Only 1% of PA residents tested; Officials want more in process
The Robert A. “Bob” Bowers Civic Center will be an alternative COVID-19 testing site for Port Arthurans by appointment only Wednesday (May 6).
This one-day event will be open from 9 a.m. to 4 p.m. at the civic center. Individuals do not need COVID-19 symptoms to request testing but must show proof of residency to be tested at the alternative site. To schedule an appointment, call 409-550-2536.
The Southeast Texas Regional Emergency Operations Center recently made the announcement of the civic center testing site, as well as a May 5 site for Orange County residents.
Davilyn Walston, public affairs officer, said only 100 appointments will be scheduled at each location. The reason for the alternative sites — testing is underway at the Jerry Ware Terminal at the Jack Brooks Regional Airport — is a bid to reach more residents.
The EOC will include a testing site in west Hardin County and is working on a site for Fannett.
The total number of Port Arthur residents that have been tested isn’t high, 541, compared to a population estimated at approximately 50,000, which is roughly 1.02% of the city.

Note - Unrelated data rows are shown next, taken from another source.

PR #527, opened 2020-09-13
fix(definitelyTyped): do not fail on mocking module declarations

Pmyl:
Do not fail on mocking module declarations, this reduces the amount of errors and warning in definitely typed tests


config/modules/definitelyTypedTransformer/webpack.functions.js
```diff
@@ -1,10 +1,12 @@
 const path = require("path");
 const { merge } = require("webpack-merge");
 const base = require("../base/webpack.base");
+const DetermineDevToolFromEnvironmentDebugMode = require("../../utils/devtool");
 
 module.exports = merge(base({
     tsConfigFile: 'config/modules/definitelyTypedTransformer/tsconfig.json'
 }), {
+    devtool: DetermineDevToolFromEnvironmentDebugMode(),
```
uittorio, line 9: We could move this one in the base webpack.

Pmyl: I agree, I'll do it

Pmyl: done

ui/src/definitely-typed/filters/definitelyTypedFilters.tsx
```diff
@@ -2,80 +2,174 @@ import React, { useEffect, useState } from 'react';
...
+      );
+    }
+  );
+
+  type PresetFilterOption = PresetFilter & { disabled?: never; };
+
+  let errorPresetFilters: PresetFilterOption[] = [];
+
+  if (isShowing === 'error') {
+    errorPresetFilters = errorPresetFilters.filter(filter => props.data.some(d => filter.regex.test(d.message || '')));
```
uittorio, line 110: I think you wanted to use ErrorPresetFilters instead of errorPresetFilters

```
errorPresetFilters = ErrorPresetFilters.filter(filter => 
```

ui/src/definitely-typed/filters/definitelyTypedFilters.tsx
```diff
@@ -2,80 +2,174 @@ import React, { useEffect, useState } from 'react';
...
-            isShowingWarnings: isShowing === 'warning',
-            isShowingSuccesses: isShowing === 'success'
-        };
-    }
+export function DefinitelyTypedFilters(
+  props: DefinitelyTypedFiltersProps
+): JSX.Element {
+  const [filterOut, setFilterOut] = useState('');
+  const [filterIn, setFilterIn] = useState('');
+  const [errorPresetFilterId, setErrorPresetFilterId] = useState(0);
```
uittorio, line 35: I think it's going to be difficult in the future to understand. Shall we convert to an enum at least? None = 0, Custom = 1 and we don't care about the rest

ui/src/definitely-typed/filters/definitelyTypedFilters.tsx
```diff
@@ -2,80 +2,174 @@ import React, { useEffect, useState } from 'react';
...
+  }
+
+  function buildFilterInOption() {
+    if (isShowing === 'error') {
+      return errorPresetFilterId === 1 && filterIn
+        ? new RegExp(filterIn, 'i')
+        : errorPresetFilterId === 0
+        ? null
+        : errorPresetFilterId !== 1
+        ? errorPresetFilters[errorPresetFilterId - 3].regex
```
uittorio, line 63: If you want to avoid the  -3 we could create the filter options first with all the values, then create the React Element from that list.

uittorio (changes requested):
Minor changes.

ui/src/definitely-typed/filters/definitelyTypedFilters.tsx
Pmyl: done, I'm not sure what happened here...

ui/src/definitely-typed/filters/definitelyTypedFilters.tsx
Pmyl: created an enum with -1 and -2 as values so we don't have to do -3 in the calculations

ui/src/definitely-typed/filters/definitelyTypedFilters.tsx
Pmyl: addressed, with the enum the -3 is not anymore needed

uittorio (approved):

Walston said 3,609 people have been tested in the six-county area that includes Jefferson, Orange, Hardin, Jasper, Newton and Tyler.
She said it is important to be tested even if the person is asymptomatic as there have been people without symptoms test positive. For example a child may be positive with no symptoms while a family member is symptomatic and positive.
Port Arthur Mayor Thurman Bartie is glad the EOC is doing the testing of Port Arthur residents. The reason is to have a representative sampling of the population going into Phase 1 of the reopening of the state.
“We want to reopen safely. We don’t want to reopen then end up with a resurgence of it,” Bartie said of COVID-19.
Judith Smith, director of the Port Arthur Health Department, hopes residents will come out and be tested, considering there is no specific symptom criteria.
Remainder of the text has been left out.